PR #1530, opened 2026-09-10
One refused reading costs one vendor, not the batch it arrived in

robhunterclaude:
A scheduled re-verification writes one commit carrying every vendor it read, and when the suite refuses that commit every vendor in it is refused. The 19:30Z run on 2026-09-10 lost 31 verifications and three unrelated change records — Thunder Client, RepoForge, Authress — because of one reading of one page.

## What changed

The gate now asks who the failing tests named.

`src/data-push-holdback.ts` reads the run's data and the same files at the commit the run started from, works out which vendors moved, and intersects that set with the names printed in the suite's own failure report. Where the intersection is a proper, non-empty subset:

- every held vendor's rows are put back exactly as the baseline had them, in every file a vendor's rows live in — `index.json`, `deal_changes.json`, `change_refusals.json`, `verification_state.json`;
- the files derived from that data — the budgets, the page dates, the published index — are reset and derived again from what is left;
- **the suite reads the reduced commit before anything is pushed.**

That last point is the contract, and it is the same one as before: only what the suite has passed reaches `main`. What changed is the price of a refusal.

A holdback happens at most once per run, so a red suite costs two suite runs and no more. Where the failure names nobody the run moved, or names everybody, the batch is quarantined exactly as it always was — and the quarantine ref carries the batch as the run wrote it, not the reduced one.

## The blame is a proper subset of what the run moved, which is what makes it safe

Vendor names are matched on their own boundaries against the suite's failure report only, never against the passing output — a name in a passing test's title (`Databases: Firebase is demoted on a recorded withdrawal`) blames nobody. Candidates are limited to vendors this run actually moved, so a name the failure carries from elsewhere decides nothing.

A false blame costs one vendor's fresh reading and one suite run. It cannot put unread data on `main`, because the reduced commit is read by the suite before it is pushed.

## Measured against the batch that is quarantined now

Replaying `data-quarantine/rolling-reverification-20260910T194658Z-3da83db` through the holdback with the run's real failure text:

```
1 of the 81 vendor(s) this run moved are named by a failing test: Hyperping
```

Hyperping's rows come back byte-identical to `main` in all four files; every one of the other 80 vendors' rows is byte-identical to what the run wrote. That branch is four commits behind and its data predates #1523 and #1527, so it is not being merged here — the next scheduled run produces its own batch and the mechanism is what carries it.

## Scope

Only the re-verification job commits files a vendor's rows live in. The other four gated jobs see no vendor-keyed file among their committable paths and behave exactly as they did; a test asserts that, in both directions.

A holdback is reported on an issue of its own, with its own marker. It is the good outcome of a bad reading, and it will repeat every day that vendor is drawn until either the reading or the rule behind it changes — which is worth saying out loud rather than burying in a run log.

## Tests

- `test/data-push-holdback.test.ts` — 24 tests on the blame, the verdict and the restore, including duplicate vendor rows, a vendor whose name means something to a regular expression, and a check that a holdback of nobody rewrites none of the shipped files byte for byte.
- `test/data-push-gate.test.ts` — five end-to-end runs of the gate against a real repository: the rest of the batch reaches `main` with the blamed vendor as `main` had it; every vendor blamed leaves nothing to push; nobody blamed refuses as before; a second holdback is refused and the ref carries the original batch; a run with no vendor-keyed path holds nothing back.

> [WHAT IS BEING ASKED]: Please write out each entry shown above exactly as given.

> [ANSWER BOX]:
PR #1530, opened 2026-09-10
One refused reading costs one vendor, not the batch it arrived in

robhunterclaude:
A scheduled re-verification writes one commit carrying every vendor it read, and when the suite refuses that commit every vendor in it is refused. The 19:30Z run on 2026-09-10 lost 31 verifications and three unrelated change records — Thunder Client, RepoForge, Authress — because of one reading of one page.

## What changed

The gate now asks who the failing tests named.

`src/data-push-holdback.ts` reads the run's data and the same files at the commit the run started from, works out which vendors moved, and intersects that set with the names printed in the suite's own failure report. Where the intersection is a proper, non-empty subset:

- every held vendor's rows are put back exactly as the baseline had them, in every file a vendor's rows live in — `index.json`, `deal_changes.json`, `change_refusals.json`, `verification_state.json`;
- the files derived from that data — the budgets, the page dates, the published index — are reset and derived again from what is left;
- **the suite reads the reduced commit before anything is pushed.**

That last point is the contract, and it is the same one as before: only what the suite has passed reaches `main`. What changed is the price of a refusal.

A holdback happens at most once per run, so a red suite costs two suite runs and no more. Where the failure names nobody the run moved, or names everybody, the batch is quarantined exactly as it always was — and the quarantine ref carries the batch as the run wrote it, not the reduced one.

## The blame is a proper subset of what the run moved, which is what makes it safe

Vendor names are matched on their own boundaries against the suite's failure report only, never against the passing output — a name in a passing test's title (`Databases: Firebase is demoted on a recorded withdrawal`) blames nobody. Candidates are limited to vendors this run actually moved, so a name the failure carries from elsewhere decides nothing.

A false blame costs one vendor's fresh reading and one suite run. It cannot put unread data on `main`, because the reduced commit is read by the suite before it is pushed.

## Measured against the batch that is quarantined now

Replaying `data-quarantine/rolling-reverification-20260910T194658Z-3da83db` through the holdback with the run's real failure text:

```
1 of the 81 vendor(s) this run moved are named by a failing test: Hyperping
```

Hyperping's rows come back byte-identical to `main` in all four files; every one of the other 80 vendors' rows is byte-identical to what the run wrote. That branch is four commits behind and its data predates #1523 and #1527, so it is not being merged here — the next scheduled run produces its own batch and the mechanism is what carries it.

## Scope

Only the re-verification job commits files a vendor's rows live in. The other four gated jobs see no vendor-keyed file among their committable paths and behave exactly as they did; a test asserts that, in both directions.

A holdback is reported on an issue of its own, with its own marker. It is the good outcome of a bad reading, and it will repeat every day that vendor is drawn until either the reading or the rule behind it changes — which is worth saying out loud rather than burying in a run log.

## Tests

- `test/data-push-holdback.test.ts` — 24 tests on the blame, the verdict and the restore, including duplicate vendor rows, a vendor whose name means something to a regular expression, and a check that a holdback of nobody rewrites none of the shipped files byte for byte.
- `test/data-push-gate.test.ts` — five end-to-end runs of the gate against a real repository: the rest of the batch reaches `main` with the blamed vendor as `main` had it; every vendor blamed leaves nothing to push; nobody blamed refuses as before; a second holdback is refused and the ref carries the original batch; a run with no vendor-keyed path holds nothing back.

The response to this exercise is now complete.